1. Production systems The Production System Cycle Conflict resolution Thermostat’s input-output behaviour Passenger input-output behaviour on the underground Fox’s input-output behaviour Confusion between production rules and logical implications:

2. The world Agent ObservationsActions forward chaining The production system view of the relationship between an agent and the world ???

3. Production systems Declarative memory consisting of atomic sentences, and Procedures consisting of condition-action rules: If conditions C, then do actions A. look like logical implications, but do not have a logical semantics. Production system cycle: read a current input, use forward chaining to match the input against the conditions C of production rules, perform conflict-resolution to choose a single rule if more than one rule is satisfied, and execute the associated actions A.

4. Production systems Condition-action rules are similar to the behavioural psychologist’s descriptions of behaviour. but are used instead to generate behaviour. Conclusions are often expressed in the imperative, rather than in the declarative mood: If conditions then do actions. Hence the need for “conflict resolution”. (But they can also be expressed as recommendations for actions.)

5. Conflict resolution Several conflicting actions can be derived at the same time. For example: If someone attacks me, then attack them back. If someone attacks me, then get help. If someone attacks me, then try to escape. The agent needs to use “conflict resolution” to decide what to do. Decision strategies can use: Order in which rules are written Priority to more specific rules over more general rules Decision theoretic computation of utilities and probabilites, choosing the action(s) that have highest expected utility.

6. Thermostat’s input-output behaviour can be described in condition-action terms: If current temperature is T degrees and target temperature is T’ degrees and T < T’ - 2° then the thermostat turns on the heat. If current temperature is T degrees and target temperature is T’ degrees and T > T’ + 2° then the thermostat turns off the heat.

7. Thermostat’s input-output behaviour generated by condition-action rules: If current temperature is T degrees and target temperature is T’ degrees and T < T’ - 2° then turn on the heat. If current temperature is T degrees and target temperature is T’ degrees and T > T’ + 2° then turn off the heat.

8. Passenger behaviour can be described in condition-action terms: If a passenger observes an emergency on the underground, then the passenger presses the alarm signal button. Passenger behaviour can be generated by condition-action rules: If I observe an emergency on the underground, then I press the alarm signal button.

9. Fox’s behaviour can described in condition-action terms: If the fox sees that the crow has cheese, then the fox praises the crow. If the fox is near the cheese, then the fox picks up the cheese. Fox’s behaviour can be generated by condition-action rules: If I see that the crow has cheese, then the I praise the crow. If I am near the cheese, then I pick up the cheese.

10. Three kinds of production rules Logical rules that are used to reason forward (modus ponens). Reactive rules that implement stimulus-response associations. Pro-active rules that simulate goal-reduction: If goal G and conditions C then add H as a sub-goal.

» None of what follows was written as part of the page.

PR #1444, opened 2021-03-07
Fixes lighting_overlays breaking SSlighting.overlay_queue

Andrew-Fall:
Deleting a lighting_overlay would remove it from the SSlighting.overlay_queue. This would cause the current index to potentially skip over an item, and rarely cause a runtime.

Production rules have an operational, but not a logical semantics.

11. Reactive rules typically have implicit goals (i.e. emergent goals) If it’s raining, then carry an umbrella. Implicit goal:Stay dry If it’s clear ahead, then step forward. If there’s an obstacle ahead, then turn right. Implicit goal: Explore? If a car is rushing towards you, then jump out of its way. Implicit goal: Avoid an accident

12. The use of production systems to simulate goal-reduction The fox’s reduction of the goal of having an object can be simulated by the condition-action rule: If I want to have an object then add to my beliefs that I want to be near the object and pick up the object. The simulation approach looses the connection with the belief: I have an object if I am near the object and I pick up the object.

13. Forward chaining with pro-active rules is ad-hoc and potentially incomplete does not distinguish between conjunction and disjunction of sub-goals. Production rules have an operational, but not a logical semantics. Abductive logic programming (ALP) gives a logical semantics to production systems.

14. Example (Thagard, page 45) “Unlike logic, rule-based systems can also easily represent strategic information about what to do”: If you want to go home and you have the bus fare, then you can catch a bus. Forward reasoning with the rule simulates backward reasoning with the belief: You go home if you have the bus fare and you catch a bus.